• [Records supplied]
Issue #540, opened 2020-04-12
Sort thought during editing


raineorshine:
When editing a thought in a sorted context, it should be dynamically sorted to the correct place in real-time. 

This must be done without interrupting editing, i.e. losing the browser selection.

pushkov-fedor:
@raineorshine I work on solution, but there's a moment i would like to clarify. Loos like we need to rerender Subthoughts component while editing. In Editable component dispatching render action or calling setCursorOnThought function sort thoughts, but cause some unnecessary side effects. What do you think about it? Is it correct way to start solving this issue? I'm just a little confusing about thoughtsRanked, contexts, thoughtsResolved entities and their impact on render :)

raineorshine:
> Loos like we need to rerender Subthoughts component while editing. 

This is a tough decision, which I'm quite ambivalent about. We can't re-render the Subthoughts component of a thought we are editing because we would lose the browser selection. I don't trust that we can restore the browser selection without interrupting the user's typing, which is not acceptable.

I'm almost tempted to do direct DOM manipulation. As bad as that is, it might be the least disruptive, and it will get re-rendered in sorted order anyway.

I'm not sure which approach will have the most negative side effects.

> In Editable component dispatching render action or calling setCursorOnThought function sort thoughts, but cause some unnecessary side effects.

Yes

> What do you think about it? Is it correct way to start solving this issue? 

It's very hard for me to tell. I'm no React expert. Maybe @shresthabijay can offer an opinion.

> I'm just a little confusing about thoughtsRanked, contexts, thoughtsResolved entities and their impact on render :)

That's understandable. There is a steep learning curve. Let me know know if there's anything specific about the architecture I can explain for you. Although the documentation is quite sparse, it might be worth going over [Understanding the Data Model](https://github.com/cybersemics/em/wiki/Technical-Overview#2-understanding-the-data-model).

shresthabijay:
> It's very hard for me to tell. I'm no React expert. Maybe @shresthabijay can offer an opinion.

It's quite tricky. I tried re-rendering `Subthoughts` and  it is not causing loss of input focus but it definitely is causing weird `cursorOffset` behviour. But we can possibly solve that by storing `cursorOffset` within component, so after a re-render it can restore the offset properly. But still current architecture is made in a way that doesn't favor re-rendering top level sub thoughts on edit.

shresthabijay:
[...]

PR #637, opened 2020-05-07
add setCursor on change in Editable

pushkov-fedor:
Issue #540
@raineorshine Raine, these days i was thinking a lot about this issue and trying different options. These 2 lines of code make sorting working in someway, but break backspace logic and cause some bugs. I think i should have published it earlier in order to get different feedbacks and opinions, sorry for that. :( The task is exciting and i'm ready to continue working on it, also it gave better understanding of current codebase, but takes a lot of time. 

As i see, we just need to re-execute `getThoughtsSorted` in Subthought compoentnt and set the cursor back, but the devil in the details
I also tried dispatching `setCursor` in `onChange` method of Editable component, it sorted thoughts but Editable component lose focus  after throttled `thoughtChangeHandler` function invocation. Maybe the problem is that value of Thought changed.

What do you think about it?

### DIFF
--- a/src/components/Editable.js
+++ b/src/components/Editable.js
@@ -187,6 +187,7 @@ const Editable = ({ disabled, isEditing, thoughtsRanked, contextChain, cursorOff
       )) {
         tutorialNext()
       }
+      dispatch({ type: 'setCursor', thoughtsRanked })
     }
   }
 
@@ -266,6 +267,7 @@ const Editable = ({ disabled, isEditing, thoughtsRanked, contextChain, cursorOff
       thoughtChangeHandler(newValue, { context, showContexts, rank, thoughtsRanked, contextChain })
     }
     else throttledChangeRef.current(newValue, { context, showContexts, rank, thoughtsRanked, contextChain })
+    dispatch({ type: 'setCursor', thoughtsRanked })
   }
 
   const onPaste = e => {


raineorshine:
> The task is exciting and i'm ready to continue working on it, also it gave better understanding of current codebase, but takes a lot of time.

Good, I'm glad to hear that. This is challenging, but getting more familiar with the data model and codebase is great.

> These 2 lines of code make sorting working in someway, but break backspace logic and cause some bugs.

It's kind of hard to tell with just that small change. Is it the wrong approach, or does it just need a lot of fixes? It breaks a lot of behavior from what I can tell. I'm concerned that it breaks fundamental invariants of the throttled editing logic. 

> As i see, we just need to re-execute getThoughtsSorted in Subthought compoentnt and set the cursor back

The `cursor` should still be valid, it's the browser selection that needs to be moved back. 

I [raised concerns about being able to restore the browser selection](https://github.com/cybersemics/em/issues/540#issuecomment-620773084) without it breaking editing. It may be worth trying though, since direct DOM manipulation is problematic [as Bijay pointed out](https://github.com/cybersemics/em/issues/540#issuecomment-620966712).

> I suggest we invest only 3-4 hours to this issue. If this feature has higher priority then we can invest more . But if it takes lot of effort and major architectural changes , then we should put it in hold. We can reopen if we feel #503 will take much longer to address this issue.

I agree with Bijay on this. How much time have you put in so far, and what else you try within that window?

pushkov-fedor:
I spent 4 hours for this, figuring out what is going on by react/redux-dev-tools. I'd spent a lot of time trying to figure out, why after re-setting cursor we loose browser selection of Thought. Also I'd tried re-render Subthoughts component through callback from Editable component, but it needs more complex approach. I tried to use Sort button logic for triggering sorting function. All of these don't look like an acceptable solution, but i tried to find point to start.

raineorshine:
Thank you for digging in and trying out some possibilities. I think given the time investment it would be a good idea to put this on hold. We can look into this again after #503.

PR #638, opened 2020-05-07
Duplicate thought in a context after merge (existingThoughtMove) fix

### LINKED ISSUE #632: Duplicate thoughts within context.
When moving (dragging-and-dropping) a thought into a context, that context may have a thought with the same value but different rank the `subthoughts` are not merged.

### Steps To Reproduce

- A
  - B
    - C
- B
  - D

1. Create above structure.
2. Move root contexts **B** inside **A**.

### Current Behavior

- A
  - B
    - C
    - D
  - B
    - C
    - D

### Expected Behavior

- A
  - B
    - C
    - D

shresthabijay:
Fixes #632 
@raineorshine In the current implementation duplicate thoughts in the `subthoughtsNew`  is done by checking if both rank and value are equal. 

https://github.com/cybersemics/em/blob/f5949fb217cfa1c09ba8182e277ac1070e531f33/src/reducers/existingThoughtMove.js#L68-L69

But the rank of duplicate thoughts won't always be the same. 

``` 
- A
  - B (rank 0)
    - x (rank 7)
    - y (rank 8)
- M
  - B (rank 0)
    - z (rank 4.5)
``` 
In this example when M/B is moved to A/B, it filters out the duplicate thought because both thought B have same rank 0.

``` 
- A
  - B (rank 0)
    - x (rank 7)
    - y (rank 8)
- M
  - N (rank 0)
  - B (rank 1)
    - z (rank 4.5)
``` 
If it was something like this then it won't be filtered out causing duplicate thoughts in the context after moving M/B to A/B.

**Solution:** We only check if the value of the thoughts are equal.

```javascript
  .filter(child => child.value !== value)
```

Please review the changes! Thanks.

### DIFF
--- a/src/reducers/existingThoughtMove.js
+++ b/src/reducers/existingThoughtMove.js
@@ -1,3 +1,8 @@
+// constants
+import {
+  ID,
+} from '../constants'
+
 // util
 import {
   addContext,
@@ -72,7 +77,7 @@ export default (state, { oldPath, newPath, offset }) => {
     .filter(child => child.value !== value)
     .concat({
       value,
-      rank: (isDuplicateMerge) ? duplicateSubthought.rank : newRank,
+      rank: isDuplicateMerge ? duplicateSubthought.rank : newRank,
       lastUpdated: timestamp()
     })
 
@@ -183,6 +188,7 @@ export default (state, { oldPath, newPath, offset }) => {
     })
   }
 
+  /** Updates the ranks within the given path to match those in descendantUpdatesResult */
   const updateMergedThoughtsRank = path => path.map(
     child => {
       const updatedThought = descendantUpdatesResult[hashThought(child.value)]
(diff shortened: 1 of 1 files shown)


shresthabijay:
> I'm seeing one regression: the cursor disappears when there is a duplicate merge. It is discarding the source rank and using the destination rank, but `cursorDescendantPath` is being generated from `oldPath` which has the source rank. We may have to add another case to set `newCursorPath` correctly when the the old rank has been filtered out.

@raineorshine  I have updated the `newPath` to use the duplicate thought's rank in the new context instead of using the new rank. `Also whenever there is a duplicate merge and old cursor is in old path then I have updated rank of thoughts of `cursorDescendantPath` according to `descendantUpdatesResult`. It's working properly for me. Please review the changes. Thanks!

raineorshine:
Works great for me!

Small stylistic changes in 38af4853.

Issue #626, opened 2020-05-05
Archive: Do not count archived thoughts in superscript


raineorshine:
## Steps to Reproduce

- a
  - =archive
    - x
  - x
- b
  - x

## Current Behavior

When `showHiddenThoughts` is false, `b` has superscript 3.

## Expected Behavior

When `showHiddenThoughts` is false, `b` should have superscript 2.

PR #639, opened 2020-05-08
Archive: Do not count archived thoughts in superscript

aqkhan:
References to #626


src/components/Superscript.js
```diff
@@ -34,6 +34,10 @@ const mapStateToProps = ({ contextViews, cursor, cursorBeforeEdit, modalData, sh
     ? (props.showContexts ? contextOf(cursor || []) : cursor || [])
     : thoughtsRanked
 
+  const notInArchive = context => (
+    showHiddenThoughts || context.context.indexOf('=archive') === -1
```
raineorshine: Since `showHiddenThoughts` does not change over the course of the loop, it should be checked outside `filter` for better performance.

Issue #396, opened 2020-03-02
Archive: Alert undo


raineorshine:
- [x] Depends on #394 

When a thought is archived, dispatch an alert that says ‘Deleted “THOUGHT_TEXT. Undo”’.

“Undo” should be a link that when clicked will move the archived thought back into the context it was deleted from. It should have the same rank it had before, unless that would conflict with an existing thought, in which case it should be inserted after that thought. 

Automatically close the alert after 10 seconds.

PR #641, opened 2020-05-10
Archive: Alert undo

aqkhan:
References to #396


src/action-creators/undoArchive.js
```diff
@@ -1,12 +1,25 @@
...
+
 // action-creators
 import alert from '../action-creators/alert'
 
 export const undoArchive = ({ originalPath, currPath, offset }) => dispatch => {
 
   const state = store.getState()
 
+  const archiveContext = contextOf(pathToContext(currPath))
+  const contextOfArchive = splice(archiveContext, archiveContext.length - 1, 1)
```
raineorshine, line 25: Any reason you are using `splice` instead of `contextOf` here?

raineorshine: The names `archiveContext` and `contextOfArchive` seem to signify the same thing. Can we clarify these names so that they are semantically different? I would suggest:

Rename `archiveContext` → `context`
Rename `contextOfArchive` → `archiveContext`

src/action-creators/undoArchive.js
```diff
@@ -22,6 +35,14 @@ export const undoArchive = ({ originalPath, currPath, offset }) => dispatch => {
     offset
   })
 
+  if (getThoughtsRanked(archiveContext).length === 0) {
+    dispatch({
+      type: 'existingThoughtDelete',
+      context: contextOfArchive,
+      thoughtRanked: head(rankThoughtsFirstMatch(archiveContext))
```
raineorshine: Rather than recreating the ranks from the context, which is expensive and does not work if there are duplicate thoughts, build the correct thought using `currPath`, `contextOf`, and `getThoughtsRanked`. 

`rankThoughtsFirstMatch` should be avoided if at all possible. It's mainly used for guessing the cursor from the url, although it has admittedly leaked out into other code.

src/action-creators/undoArchive.js
aqkhan: `splice` was used to build the context of archive, but it can also be retrieved from `originalPath`, which is being used now.

src/action-creators/undoArchive.js
aqkhan: Removed `rankThoughtsFirstMatch`.

src/action-creators/undoArchive.js
```diff
@@ -21,8 +18,8 @@ export const undoArchive = ({ originalPath, currPath, offset }) => dispatch => {
 
   const { getState } = store
```
raineorshine, line 19: Use the second argument to the thunk rather than importing the store. See other action-creators for this pattern.

src/action-creators/undoArchive.js
```diff
@@ -39,11 +36,12 @@ export const undoArchive = ({ originalPath, currPath, offset }) => dispatch => {
     offset
   })
 
-  if (getThoughtsRanked(getState(), archiveContext).length === 0) {
+  // Check if =archive is empty
+  if (getThoughtsRanked(getState(), context).length === 0) {
```
raineorshine, line 40: When the order doesn't matter, use `getThoughts`, which is `O(1)`, instead of `getThoughtsRanked`.

src/action-creators/undoArchive.js
```diff
@@ -21,8 +18,8 @@ export const undoArchive = ({ originalPath, currPath, offset }) => dispatch => {
 
   const { getState } = store
 
-  const archiveContext = contextOf(pathToContext(currPath))
-  const contextOfArchive = splice(archiveContext, archiveContext.length - 1, 1)
+  const context = contextOf(pathToContext(currPath))
+  const archiveContext = contextOf(pathToContext(originalPath))
```
raineorshine, line 22: You'll want to use `rootedContextOf` instead of `contextOf` here so that `archiveContext` gets set to `[ROOT]` instead of `[]`. `[]` is not a valid context.

You can test this out by archiving a thought in the root and then clicking "Undo".

Issue #627, opened 2020-05-05
Archived thoughts should be given a new rank


raineorshine:
When a thought is archived, it should use `getPrevRank` to be added to the top of the `=archive` context. The following is a simple example where the archived thought gets `rank: 0`, but the rank will vary and depend on previously archived thoughts.

## Steps to Reproduce

- a
  - b [rank: 0]
  - c [rank: 1]

Archive `c`.

## Current Behavior

- a
  - `=archive`
    - c [rank: 1]
  - b [rank: 0]

## Expected Behavior

- a
  - `=archive`
    - c [rank: 0]
  - b [rank: 0]

raineorshine:
Another case:

## Steps to Reproduce

- a
  - `=archive`
    - c [rank: 0]
  - b [rank: 0]

Archive `b`.

## Current Behavior

- a
  - `=archive`
    - c [rank: 0]
    - b [rank: 0]

## Expected Behavior

- a
  - `=archive`
    - b [rank: -1]
    - c [rank: 0]

PR #642, opened 2020-05-10
Archived thoughts should be given a new rank

aqkhan:
References to #627


aqkhan:
Closing to re-open in order to clean diff.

• [Exercise instructions]
Using the records above, copy all lines that include the word "both".

• [Exercise answer]
@raineorshine In the current implementation duplicate thoughts in the `subthoughtsNew`  is done by checking if both rank and value are equal. 
In this example when M/B is moved to A/B, it filters out the duplicate thought because both thought B have same rank 0.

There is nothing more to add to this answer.